Copy every line in the records below that contains the word "provide".

## Collection entries
# # #

Issue #2388, opened 2022-03-17
tests/utils: handle `utils.Node` as a value instead of a pointer


qdm12:
## Task summary

There is no reason to use a pointer for `Node` and this makes the code more complicated.

- Change all functions to use `Node` instead of `*Node`
- Change RPC functions to take in RPC port string only instead of the entire `Node` struct

This is created from #2326 and because it blocks another refactor down the 'branches'.

qdm12:
Done in #2465

PR #2465, opened 2022-04-04
chore(end-to-end): handle `Node` structure without pointer

qdm12:
## Changes

- Change all functions to use `Node` instead of `*Node` since there is no reason to use a pointer really
- Change RPC functions to take in RPC port string only
- This unblocks a refactor in a next PR

## Tests

All end to end tests to pass

## Issues

- #2388 

## Primary Reviewer

- @edwardmack

### DIFF
--- a/tests/rpc/rpc_05-state_test.go
+++ b/tests/rpc/rpc_05-state_test.go
@@ -37,7 +37,7 @@ func TestStateRPCResponseValidation(t *testing.T) {
 	ctx := context.Background()
 
 	getBlockHashCtx, cancel := context.WithTimeout(ctx, time.Second)
-	blockHash, err := utils.GetBlockHash(getBlockHashCtx, t, nodes[0], "")
+	blockHash, err := utils.GetBlockHash(getBlockHashCtx, t, nodes[0].RPCPort, "")
 	cancel()
 	require.NoError(t, err)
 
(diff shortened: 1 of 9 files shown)


EclesioMeloJunior (approved):

kishansagathiya (commented):
> Change all functions to use Node instead of *Node since there is no reason to use a pointer really

Please provide some information on why this change is required.
Also, tag someone as primary reviewer. If you can't think of anyone who would be obviously aware of this piece of code, tag Tim.

qdm12:
> Please provide some information on why this change is required.

I've been refactoring pretty much the entire e2e helpers through a few commits. This one is one of them and doesn't have a useful value on its own, but I'm aiming at making small pull requests. Although I could do one single thick one if you prefer as well, let me know.

> Also, tag someone as primary reviewer. If you can't think of anyone who would be obviously aware of this piece of code, tag Tim.

On that, I would say it depends, sometimes the changes can be understood by anyone (like CI changes, or this simple PR) so I feel `anyone` is appropriate. I spotted Ed wrote a few lines in this file so I tagged him as primary reviewer, but I don't feel it's necessary :thinking: I'll bring it up in standup, I think it's a good question :wink:

timwu20 (approved):
Nice work! I'd recommend not using pointers to slices either.

qdm12:
> I'd recommend not using pointers to slices. Copying slices isn't performance intensive enough to justify the extra layer of complexity.

I assume you mean `not using pointers in slices` instead of `not using pointers to slices`; And yeah I agree, copying on the stack is quite efficient, and doesn't add load on the GC so not using pointers often result in the same or better performance. But more importantly, using pointers is risky due to unforeseen mutation, so using pointers for no reason is **meh**.

kishansagathiya (approved):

# # #

## Solved exercise
Please provide some information on why this change is required.
> Please provide some information on why this change is required.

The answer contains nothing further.